Here, w and l are the width and length of the vehicle, and \(\varTheta \) is the heading angle difference between the vehicles. \(x^{(n)}_{plan}(t)\) and \(y^{(n)}_{plan}(t)\) indicate the planned position of candidate n at time t.

The bivariate normal distribution does not have an explicit integration form (i.e., cumulative distribution). Therefore, the risk probability \(P_{col}\) is calculated using the numerical method known as the Darboux integral. To avoid underestimating the probability due to errors caused by the method, the upper Darboux sum is considered. Defining finite sequences with equal intervals \(x_{min}=x_0<x_1<\cdot \cdot \cdot <x_m=x_{max}\) and \(y_{min}=y_0<y_1<\cdot \cdot \cdot <y_k=y_{max}\), Eq. (7) can be approximated as follows:

$$\begin{aligned} p = \sum _{i=0}^{m-1} \sum _{j=0}^{k-1} \sup _{\begin{array}{c} x\in [x_{i},x_{i+1}]\\ y\in [y_{i},y_{i+1}] \end{array}} g(x,y)\varDelta x \varDelta y \end{aligned}$$
(10)

where \(\varDelta x\) and \(\varDelta y\) are intervals along the local coordinate.
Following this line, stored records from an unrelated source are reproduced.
Issue #869, opened 2022-05-11
Remove history from Keras model card


merveenoyan:
This is a minor change, I would like to get rid of history in model card before next sprint (which I’m planning to have on first week of june) given we save it as a JSON now (see #861 ) , because for models with more epochs it will look bad on the card as it will log every epoch, and we already have tensorboard traces and history JSON, wanted to be transparent before I move on with the decision. 
Pinging @nateraw @osanseviero

merveenoyan:
@LysandreJik I'd love to get this in next release :)

LysandreJik:
Sounds good, adding it to the milestone!

PR #872, opened 2022-05-12
ENH remove history writing into model card, convert hyperparameters from a dict into table in model card, removed a header

merveenoyan:
This PR removes the history part in model card and turns hyperparameters dictionary into table in the model card like below. 

It was previously looking like this:
Ekran Resmi 2022-05-16 17 10 30

I removed the metrics (aka history) from the card itself, and turned hyperparameters into a table. History is already kept in a json file and when people train a model with 1000 epochs it will not look good on the card that's why I did it. 

Ekran Resmi 2022-05-12 17 48 24

I also removed the header "Training Procedure" because I felt like it looked redundant.

this solves #869

### DIFF
--- a/src/huggingface_hub/keras_mixin.py
+++ b/src/huggingface_hub/keras_mixin.py
@@ -27,7 +27,7 @@ if is_tf_available():
     import tensorflow as tf
 
 
-def _extract_hyperparameters_from_keras(model):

If there exists a lane change candidate within the collision probability threshold, and among them, candidate \(n^{*}\) with the smallest lateral acceleration is selected as the final reference \(X_{ref}=X_{plan}(n^{*})\).

4 Lane Change Controller

Given the reference lane change trajectory \(X_{ref}\), a linear MPC is constructed based on the lateral bicycle model of the vehicle [7]. The optimal steering angle is achieved by minimizing the cost function of the MPC, which mainly consists of lateral error and steering angle rate.

Fig. 1.
figure 1

Experimental result

5 Experimental Results

To validate the proposed framework, actual experiments were conducted. The experiments took place at a proving ground, designed in the form of a highway. The prediction network was implemented on a mid-performance laptop in a Robot Operating System environment, while the controller was developed in the MATLAB/Simulink environment. Real-time control was executed through the MicroAutobox II. The sampling time for the prediction network and risk assessment is 70 ms and 50 ms for the controller.

Figure 1 shows the result when the ego vehicle attempts a lane change to the left while there is a vehicle traveling at a similar speed in the left lane. The results show that the proposed framework has been validated to ensure a collision-free and safe lane change in real-time scenarios.

6 Conclusion

In this paper, a novel framework for automated lane change system is proposed. The framework is consist of trajectory prediction network, collision risk assessment module, and the controller. The proposed framework was validated in a highway-like proving ground. Applications of more complicated scenarios is planned for future work.